Yatho and Telle she had left behind to rescue the archivists who had been locked in their rooms, and get a message to Bahba. But Inara had other plans, and they hadn’t stopped her.

It wasn’t hard to find the harbour. All roads led down to it like drains from roof to gutter. All she had to do was follow the waters rolling downhill.
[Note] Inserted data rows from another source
PR #526, opened 2021-12-01
Create properly the SAP system url in the host page

arbulu89:
Create properly the SAP system url in the host details page.
Right now, it was using the SID (`PRD`) instead of the internal system id to create the url.


fabriziosestito (approved):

Soon she was in the night market again. It was quiet now, folk changing over for the coming morning.

She had seen a shrine for Yusef in the harbour, but it would take an age to find it again in the dark amongst the hundreds. Surely a god so great would have one on land too.

‘ Where is the shrine of the god of safe haven ?’ she said in Irisian.

The person she addressed had on long, colourful robes printed in vivid reds, yellows and strips of purple, an array of golden filigree around their neck and turban carefully arranged on her head. She was pushing a cart in the direction of the water and looked at her askance. She had not understood.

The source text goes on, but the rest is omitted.